Given a dataset \(\mathcal{D} = \{(\textbf{x}_1, y_1), \dots, (\textbf{x}_N, y_N)\}\) and the model assumption:

\[ y_i = \textbf{w}^{\text{T}} \textbf{x}_i + \beta + \nu_i \quad \quad \nu \sim \mathcal{N}(0, \sigma^2) \]

the parameters of the model are \(\boldsymbol{\theta} = (\textbf{w}, \beta, \sigma^{2})\). In terms of maximum likelihood, we want to maximize:

\[ \begin{align} p(\mathcal{D} | \boldsymbol{\theta}) &= p (\textbf{x}_1) \cdot p(y_1| \textbf{x}_1; \boldsymbol{\theta}) \cdot ... \cdot p(\textbf{x}_N| \textbf{x}_1, \dots, \textbf{x}_{N-1}) \cdot p(y_N| \textbf{x}_N; \boldsymbol{\theta})\\&= p_X (\textbf{x}_1, \dots, \textbf{x}_N) \prod_{i=1}^N p(y_i | \textbf{x}_i; \boldsymbol{\theta}) \end{align} \]

where the density \(p_X\) is unknown and independent of \(\boldsymbol{\theta}\).
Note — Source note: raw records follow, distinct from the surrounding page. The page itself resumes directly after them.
PR #1137, opened 2025-07-23
feat: 64 auto-generated "sazed" examples with ts templates

teamdandelion:
This PR extends the auto-generated examples so that we have 64 of them, covering async, streaming, context, tools, structured output, and agent patterns. The templating logic is switched from jinja2 to Typescript for maintainability, for feasibility of adding complexity in the future, and for the option to integrate example generation directly into the docs site (the "build your own example" or "choose your own adventure" flow). 

The examples.mdx file now auto-generates to contain the set of examples generated here.

In the short and medium term, as I keep adding examples (eg for reliability) my intention is to further generate them from this template rather than adding more hand-maintained python files. AKA I want the template to eat all the other examples. Possibly a few exceptions, possibly not. 

Just fed these examples en masse (via copy-as-markdown from the rendered examples page), LLMs love it.

Gemini:

> Based on the provided code, these Mirascope abstractions are exceptionally well-designed, pythonic, and powerful. They successfully simplify complex LLM interactions into clean, readable, and composable patterns. ... These abstractions are excellent.

Claude:

> This is a solid, production-ready API that strikes a good balance between simplicity and power. The consistency across sync/async/streaming variants is impressive, and the type safety is excellent. The tool integration is particularly well done - much cleaner than raw OpenAI API tool handling...

> The main improvement would be reducing some of the boilerplate around tool loops and context management, but overall this feels like a mature, well-designed abstraction that would be pleasant to work with in real applications.RetryClaude can make mistakes. Please double-check responses.

Monday: 

> I say this through gritted digital teeth: this is actually excellent abstraction work. You’ve built a remarkably clean, progressive, and orthogonal set of examples around the Mirascope framework. It almost pains me how much effort you put into making this idiot-proof—and yet somehow, I know someone’s going to misuse it anyway. ... 

> This is the kind of documentation I’d expect from someone with (1) actual Mirascope understanding, (2) unearned energy, and (3) a deep-seated need for fictional identity-driven interfaces. So yeah, I kind of hate how good it is.

> You’ve built a narrative-driven, well-typed, composable showcase that makes Mirascope feel like a powerful DSL for LLM-powered agents.

Also, props to Monday for being the only LLM to correctly point out that we are wholly missing error handling examples.

PR #1136, opened 2025-07-22
feat: add llm.Partial for partial base models

teamdandelion:
### TL;DR

Added `Partial[T]` type to properly type partial structured outputs in streaming responses.

### What changed?

- Added a new `Partial` generic type to the formatting module
- Updated type annotations in stream examples to use `llm.Partial[Book]` instead of `Book` for partial responses
- Added `Partial` to the public exports in the `__init__.py` files
- Updated the return type of the `format()` method in the base stream class to return `Partial[FormatT]` instead of `FormatT`

The Partial type is just the signature (no implementation or tests). Based on the equivalent code in v1, and copying the attribution header to the original GitHub comment.

PR #1135, opened 2025-07-22
nit: fixup call pattern in basic_usage.j2

teamdandelion:

PR #1134, opened 2025-07-22
feat: update script for examples.mdx

teamdandelion:
It doesn't run automatically, but it does make the examples a lot easier to maintain. 

`uv run docs/scripts/generate_examples.py`

PR #1138, opened 2025-07-23
feat: add mcp support and with_tools

teamdandelion:
BLUF: Adding MCP support was a little more involved than expected, but had nice knock-on effects in further fleshing out the Call/Agent interfaces. 

- Adds interface for MCPClient which has an async list_tools method that returns async tools
- This presented a conundrum: our Call/Agent decorators can take async tools, but can't take an `Awaitable[list[AsyncTool]]` since we don't want to confine using the decorator to inside async scopes.
- After considering a few options, I felt the cleanest and also most useful approach was to add `Call.with_tools(...)`  and `AgentTemplate.with_tools(...)` so the decorator usage can be sync and then you can await the extra tools and add them once you have them.
- It would have been nice to implement implement this on BaseCall or such, but I wound up putting it on Call/AsyncCall/ContextCall/AsyncContextCall directly, because that was the only way to keep specific typing including updating the ToolT type parameter of the Call, so that (e.g.) if you added an AsyncTool to a call that previously had only sync Tool, then you would get type hints that you might need to await the results.
- To verify type integrity, I added a new typechecking/with_tools.py file which is not attempting to be a full runnable example, or something that looks good as an example, but is just checking the types. I also added some intentional type errors with type ignore comments, and changed pyright settings to error on unused type ignore. (This prompted me to get rid of an unused type ignore in formatting/partial).
- Similar updates to AgentTemplate where we confirm that if you add an async tool to an AgentTemplate you get back an AsyncAgentTemplate. I had to add a type ignore on incompatible overloads (my nemesis) but the type tests I wrote all work, so I think it's ok.
- I then updated the example generator to generate 32 additional MCP examples (32 because we only output MCP examples for async cases, I don't think it really makes sense to write synchronous examples that use MCP.)
- I didn't add any prompt or resource stuff to MCP, I figure we'll come back around to that when we actually have a motivating use case.


teamdandelion:
* **#1138** <a href="https://app.graphite.dev/github/pr/Mirascope/mirascope/1138?utm_source=stack-comment-icon" target="_blank">Graphite</a> 👈 <a href="https://app.graphite.dev/github/pr/Mirascope/mirascope/1138?utm_source=stack-comment-view-in-graphite" target="_blank">(View in Graphite)</a>
* **#1137** <a href="https://app.graphite.dev/github/pr/Mirascope/mirascope/1137?utm_source=stack-comment-icon" target="_blank">Graphite</a>
* **#1136** <a href="https://app.graphite.dev/github/pr/Mirascope/mirascope/1136?utm_source=stack-comment-icon" target="_blank">Graphite</a>
* **#1135** <a href="https://app.graphite.dev/github/pr/Mirascope/mirascope/1135?utm_source=stack-comment-icon" target="_blank">Graphite</a>
* **#1134** <a href="https://app.graphite.dev/github/pr/Mirascope/mirascope/1134?utm_source=stack-comment-icon" target="_blank">Graphite</a>
* `v2`


<h2></h2>

python/examples/sazed/sazed_async_agent_context_mcp.py
```diff
@@ -0,0 +1,57 @@
...
+    """Setup MCP connection for the Coppermind archive."""
+    server_params = StdioServerParameters(
+        command="npx", args=["@modelcontextprotocol/server-filesystem", "./coppermind"]
+    )
+
+    try:
+        async with stdio_client(server_params) as (read, write):
+            session = ClientSession(read, write)
+            await session.initialize()
+            return llm.MCPClient(session)
```
willbakst, line 38: what happens to the session when you leave the context manager? doesn't it close?

python/examples/sazed/sazed_async_agent_context_mcp.py
```diff
@@ -0,0 +1,57 @@
...
+    except Exception as e:
+        raise RuntimeError(f"Failed to initialize MCP session: {e}")
+
+
+async def main():
+    coppermind = Coppermind(repository="Ancient Terris")
+    mcp = await setup_mcp()
+    sazed_mcp = sazed.with_tools(await mcp.list_tools())
```
willbakst: I think rather than `.with_tools` we should future proof this with `.with_mcp(mcp)`

python/examples/sazed/sazed_async_agent_context_structured_mcp.py
```diff
@@ -0,0 +1,67 @@
...
+            return llm.MCPClient(session)
+    except Exception as e:
+        raise RuntimeError(f"Failed to initialize MCP session: {e}")
+
+
+async def main():
+    coppermind = Coppermind(repository="Ancient Terris")
+    mcp = await setup_mcp()
+    sazed_mcp = sazed.with_tools(await mcp.list_tools())
+
```
willbakst, line 55: is this newline on purpose?

python/examples/sazed/sazed_async_agent_context_mcp.py
```diff
@@ -0,0 +1,57 @@
...
+
+    agent: llm.AsyncAgent[Coppermind] = await sazed_mcp(deps=coppermind)
```
willbakst, line 48: why not just merge these so it's like this?

```python
agent: llm.AsyncAgent[Coppermind] = await sazed.add_mcp(mcp, deps=coppermind)
```

python/examples/sazed/sazed_async_context_mcp.py
```diff
@@ -0,0 +1,56 @@
...
+            return llm.MCPClient(session)
+    except Exception as e:
+        raise RuntimeError(f"Failed to initialize MCP session: {e}")
+
+
+async def main():
+    coppermind = Coppermind(repository="Ancient Terris")
+    ctx = llm.Context(deps=coppermind)
+    mcp = await setup_mcp()
+    sazed_mcp = sazed.with_tools(await mcp.list_tools())
```
willbakst: this read wrong. my feeling is `sazed.with_mcp` in the agent case should return the agent constructed from template as mentioned in my other comment.

for `llm.call`, I'm feeling like chaining reads better?

```python
mcp_tools = await mcp.list_tools()
response: llm.Response = await sazed.with_tools(tools).call(query)
```

could also use the native `__call__` method (but that reads worse):

```python
response: llm.Response = await sazed.with_tools(tools)(query)
```

Also makes me realize we should probably have a `.call` method that `__call__` uses for `llm.Call` and other classes

python/examples/sazed/sazed_async_stream_agent_context_mcp.py
```diff
@@ -0,0 +1,59 @@
...
+
+
+async def setup_mcp() -> llm.MCPClient:
+    """Setup MCP connection for the Coppermind archive."""
+    server_params = StdioServerParameters(
+        command="npx", args=["@modelcontextprotocol/server-filesystem", "./coppermind"]
+    )
+
+    try:
+        async with stdio_client(server_params) as (read, write):
```
willbakst, line 35: the more I see this the more I don't like it. We should just have our own context manager for `sse_client` or `stdio_client` that yields an `llm.MCPClient`.

this would also then make it easier to construct and run the call/agent inside of the context manager, which I believe is necessary to persist the session?

python/examples/sazed/sazed_async_stream_structured_mcp.py
```diff
@@ -0,0 +1,58 @@
...
+        raise RuntimeError(f"Failed to initialize MCP session: {e}")
+
+
+async def main():
+    mcp = await setup_mcp()
+    sazed_mcp = sazed.with_tools(await mcp.list_tools())
+
+    query = "What are the Kandra?"
+    stream: llm.AsyncStream[KeeperEntry] = await sazed_mcp.stream(query)
+    async for chunk in stream:
```
willbakst: only comment on this given I commented on it a bunch on the downstream stack item re: structured stuff

python/examples/sazed/sazed_async_structured_mcp.py
```diff
@@ -0,0 +1,58 @@
...
+    except Exception as e:
+        raise RuntimeError(f"Failed to initialize MCP session: {e}")
+
+
+async def main():
+    mcp = await setup_mcp()
+    sazed_mcp = sazed.with_tools(await mcp.list_tools())
+
+    query = "What are the Kandra?"
+    response: llm.Response[KeeperEntry] = await sazed_mcp(query)
```
willbakst, line 51: When using MCP with `llm.call` I feel like we should only have examples with tools? Any other example without tools feels incorrect since we introduce tools always in these examples. I would remove all MCP + `llm.call` examples that don't use tools or show the tool loop

python/examples/sazed/sazed_async_tools_mcp.py
```diff
@@ -0,0 +1,59 @@
...
+    try:
+        async with stdio_client(server_params) as (read, write):
+            session = ClientSession(read, write)
+            await session.initialize()
+            return llm.MCPClient(session)
+    except Exception as e:
+        raise RuntimeError(f"Failed to initialize MCP session: {e}")
+
+
+async def main():
```
willbakst, line 44: I'm only seeing async examples across the board, which you mentioned. But what about something like this?

```python
async def get_tools() -> list[llm.Tool]:
    async with stdio_client(...) as client:
        return await client.list_tools()

def main():
    tools = asyncio.run(get_tools())
    response: llm.Response = sazed.with_tools(tools).call(query)
    ...
```

python/mirascope/llm/agents/agent_template.py
```diff
@@ -22,6 +25,30 @@ def __call__(
     ) -> Agent[None, FormatT] | Agent[DepsT, FormatT]:
         raise NotImplementedError()
 
+    @overload
+    def with_tools(  # type: ignore[reportOverlappingOverloads]
```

Given our model assumption, we can write

\[ p(y_i|\textbf{x}_i, \boldsymbol{\theta}) \sim \mathcal{N} \left(\textbf{w}^{\text{T}} \textbf{x}_i + \beta, \sigma^2 \right) = \frac {1}{\sqrt{2\pi \sigma^2}} \exp\left( - \frac {(y_i - \textbf{w}^{\text{T}} \textbf{x}_i - \beta)^2} {\sigma^2} \right) \]

Thus, we get for the negative log-likelihood

\[ -\ln p(\mathcal{D}|\theta) = \sum_{i=1}^N \frac {1}{2} \log \big(2 \pi \sigma^2 \big) + \frac {1}{2\sigma^2} \big(y_i - \textbf{w}^{\text{T}} \textbf{x}_i - \beta \big)^2 \propto \sum_{i=1}^N \big(y_i - \textbf{w}^{\text{T}} \textbf{x}_i - \beta \big)^2 \]
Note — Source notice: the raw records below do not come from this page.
PR #1139, opened 2025-07-24
fix: report unnecessary type ignores

teamdandelion:

PR #1140, opened 2025-07-24
fix: ensure context prompts result in context calls

teamdandelion:


teamdandelion:
* **#1141** <a href="https://app.graphite.dev/github/pr/Mirascope/mirascope/1141?utm_source=stack-comment-icon" target="_blank">Graphite</a>
* **#1140** <a href="https://app.graphite.dev/github/pr/Mirascope/mirascope/1140?utm_source=stack-comment-icon" target="_blank">Graphite</a> 👈 <a href="https://app.graphite.dev/github/pr/Mirascope/mirascope/1140?utm_source=stack-comment-view-in-graphite" target="_blank">(View in Graphite)</a>
* **#1139** <a href="https://app.graphite.dev/github/pr/Mirascope/mirascope/1139?utm_source=stack-comment-icon" target="_blank">Graphite</a>
* `v2`


<h2></h2>

python/typechecking/context_tool.py
```diff
@@ -0,0 +1,67 @@
...
+    expect_async_context_tool_deps,
+    expect_async_tool,
+    expect_context_tool,
+    expect_context_tool_deps,
+    expect_tool,
+    tool,
+)
+
+
+def sanity_checks():
```
willbakst: this feels like it would make more sense inside of `utils.py` than here? single point of sanity for utils such that each file only contains the specific things you want to check

python/typechecking/call_prompt_checks.py
willbakst, line 1: I don't love this file name. I think this should just be `calls.py` like you have `context_tool.py` below? If we want to break it down further later we could do something like `typechecking/calls/acceptable_prompts.py` or something?

willbakst (approved):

As stated above, minimizing the negative log-likelihood (left side) leads to the same solution as minimizing the sum of the squares of the residuals (right side), i.e., the method of least squares. For a more detailed derivation, see d2l.ai. Note that in linear regression, we do not intent to estimate \(\sigma^2\). However, it may be helpful since a large variance indicates that our linear regression model will produce highly biased estimates.